Improving statistical machine translation by adapting translation models to translationese

  • Authors:
  • Gennadi Lembersky;Noam Ordan;Shuly Wintner

  • Affiliations:
  • University of Haifa, Israel;University of Haifa, Israel;University of Haifa, Israel

  • Venue:
  • Computational Linguistics
  • Year:
  • 2013

Quantified Score

Hi-index 0.00

Visualization

Abstract

Translation models used for statistical machine translation are compiled from parallel corpora that are manually translated. The common assumption is that parallel texts are symmetrical: The direction of translation is deemed irrelevant and is consequently ignored. Much research in Translation Studies indicates that the direction of translation matters, however, as translated language translationese has many unique properties. It has already been shown that phrase tables constructed from parallel corpora translated in the same direction as the translation task outperform those constructed from corpora translated in the opposite direction. We reconfirm that this is indeed the case, but emphasize the importance of also using texts translated in the "wrong" direction. We take advantage of information pertaining to the direction of translation in constructing phrase tables by adapting the translation model to the special properties of translationese. We explore two adaptation techniques: First, we create a mixture model by interpolating phrase tables trained on texts translated in the "right" and the "wrong" directions.

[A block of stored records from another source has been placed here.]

PR #2259, opened 2017-12-14
CORDA-716 Configure api scanner for test modules

andr3ej:


andr3ej:
i'm not waiting until monday+, this is easily rolled back if there is a problem

chrisr3:
We also need to update the documentation to say that the `node-driver` API is now stable. The [README](https://github.com/corda/corda/tree/master/gradle-plugins/api-scanner/README.md) contains a line saying:
```
See here for Corda's public API strategy. 
```
where the [here](https://github.com/corda/corda/blob/master/docs/source/corda-api.rst) link is broken. I've corrected it for this comment :-), but the `corda-api.rst` document needs to include a section for `node-driver` now.

mikehearn:
Why is there only one new API added to the checker file? Did test-utils go in earlier? And yeah updating the docs in the same PR would have been good.

andr3ej:
@mikehearn according to the readme, the release manager updates the file when there is a release. the docs weren't updated in this pr because the plan was to merge it before the freeze and docs after.

PR #2268, opened 2017-12-15
CORDA-869: Clean up error reporting in node config/registration

rnicoll:


node/src/main/kotlin/net/corda/node/ArgsParser.kt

The weights for the interpolation are determined by minimizing perplexity. Second, we define entropy-based measures that estimate the correspondence of target-language phrases to translationese, thereby eliminating the need to annotate the parallel corpus with information pertaining to the direction of translation. We show that incorporating these measures as features in the phrase tables of statistical machine translation systems results in consistent, statistically significant improvement in the quality of the translation.